President Joe Biden on Monday promised “concrete benefits” for the people of the Indo-Pacific region from a new trade pact he was set to launch, designed to signal US dedication to the contested economic sphere and address the need for stability in commerce after disruptions caused by the pandemic and Russia’s invasion of Ukraine, Associated Press reported.

Meeting with Japanese Prime Minister Fumio Kishida, Biden said the new Indo-Pacific Economic Framework would also increase US cooperation with other nations in the region.

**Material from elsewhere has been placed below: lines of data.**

Issue #33, opened 2017-06-16
add CLI flag for log level


smola:
Add CLI flag for log level.

abeaumont:
Solved with #41

PR #41, opened 2017-06-27
cmd: Add log-level option

abeaumont:
This solves #33 
Note that the code between client and server is duplicated, but there're already some duplicated options. I think we should add some CommonCmd for these, what do you think?


abeaumont:
I've extracted the shared functionality to its own file. I was wrong and only the log-level parameter is shared so far, since the other parameters are slightly different in client and server code.

PR #50, opened 2017-07-05
Update glide dependencies to latest versions

bzz:
This is mostly motivated to have a version of server that includes latest https://github.com/bblfsh/sdk/pull/135 but it seems to include many more updates.

This is just a result of running `glide up` on the latest master

Shall this be updated to include only bblfsh/sdk to avoid possible consequences?


bzz:
Closing in favor of more localized #50

PR #1044, opened 2023-04-22
feat(`no-blank-blocks`): add new rule

### LINKED ISSUE #1042: `no-empty-blocks` rule
## Motivation

1. I'm moving some JS code with types described as JSDoc into TS
All those param types are being removed and become empty
Making all the functions to have descriptions is not planned.
Thus I need a way to cleanup empty code blocks.
2. I'm working on https://github.com/Shinigami92/eslint-define-config
Code generation sometimes causes empty JSDoc blocks to appear here and there.
Some non-needed blocks like `@minItems` can also appear.

I am looking for an easy and straigntforward way to remove the blocks I don't need
First step would be removing unwanted tags by autofixer
Second step would be removing blocks which became empty by autofixer

## Current behavior

The documentation is too long to read it completely
Nothing searchable there clearly states that it can be used to remove lines or blocks, other then builtin autofixers

## Desired behavior

- A rule that says that it bans empty blocks in its name
- A rule that says that it bans certain tags in its name

## Alternatives considered

I have spend an hour reading documentation, understood nothing on the case

brettz9:
fixes #1042

### DIFF
--- a/.README/README.md
+++ b/.README/README.md
@@ -608,6 +608,7 @@ selector).
 {"gitdown": "include", "file": "./rules/multiline-blocks.md"}
 {"gitdown": "include", "file": "./rules/no-bad-blocks.md"}
 {"gitdown": "include", "file": "./rules/no-blank-block-descriptions.md"}
+{"gitdown": "include", "file": "./rules/no-blank-blocks.md"}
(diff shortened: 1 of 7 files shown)


Dimava:
typo

brettz9:
Thanks, fixed in commit also...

The White House said the framework will help the United States and Asian economies work more closely on issues including supply chains, digital trade, clean energy, worker protections and anticorruption efforts. The details still need to be negotiated among the member countries, making it difficult for the administration to say how this agreement would fulfill the promise of helping US workers and businesses while also meeting global needs.

Countries signing on to the framework were to be announced Monday during Biden’s visit to Tokyo for talks with Kishida. It’s the latest step by the Biden administration to try to preserve and broaden US influence in a region that until recently looked to be under the growing sway of China.

Kishida hosted a formal state welcome for Biden at Akasaka Palace, including a white-clad military honor guard and band in the front plaza. Reviewing the assembled troops, Biden placed his hand over his heart as he passed the American flag and bowed slightly as he passed the Japanese standard, according to Associated Press.

Kishida, in brief remarks, said he was “absolutely delighted” to welcome Biden to Tokyo on the first Asia trip of his presidency. Along with Biden, he drove a tough line against Russia over its invasion of Ukraine, saying it “undermines the foundation of global order.” 

Biden, who is in the midst of a five-day visit to South Korea and Japan, called the US.-Japanese alliance a “cornerstone of peace and prosperity in the Indo-Pacific” and thanked Japan for its “strong leadership” in standing up to Russia.

The White House announced plans to build the economic framework in October as a replacement for the Trans-Pacific Partnership, which the US dropped out of in 2017 under then-President Donald Trump. 

The new pact comes at a moment when the administration believes it has the edge in its competition with Beijing. Bloomberg Economics published a report last week projecting US GDP growth at about 2.8% in 2022 compared to 2% for China, which has been trying to contain the coronavirus through strict lockdowns while also dealing with a property bust. The slowdown has undermined assumptions that China would automatically supplant the US as the world’s leading economy.

“The fact that the United States will grow faster than China this year, for the first time since 1976, is a quite striking example of how countries in this region should be looking at the question of trends and trajectories,” said White House national security adviser Jake Sullivan, Associated Press reported.

Critics say the framework has gaping shortcomings. It doesn’t offer incentives to prospective partners by lowering tariffs or provide signatories with greater access to US markets. Those limitations may not make the US framework an attractive alternative to the Trans-Pacific Partnership, which still moved forward after the US bailed out. China, the largest trading partner for many in the region, is also seeking to join TPP.

“I think a lot of partners are going to look at that list and say: ‘That’s a good list of issues. I’m happy to be involved,’” said Matthew Goodman, a former director for international economics on the National Security Council during President Barack Obama’s administration. But he said they also may ask, “Are we going to get any tangible benefits out of participating in this framework?”

It is possible for countries to be part of both trade deals.

Biden’s first stop Monday was a private meeting with Emperor Naruhito of Japan at Naruhito’s residence on the lush grounds of the Imperial Palace before the talks with Kishida, Associated Press reported.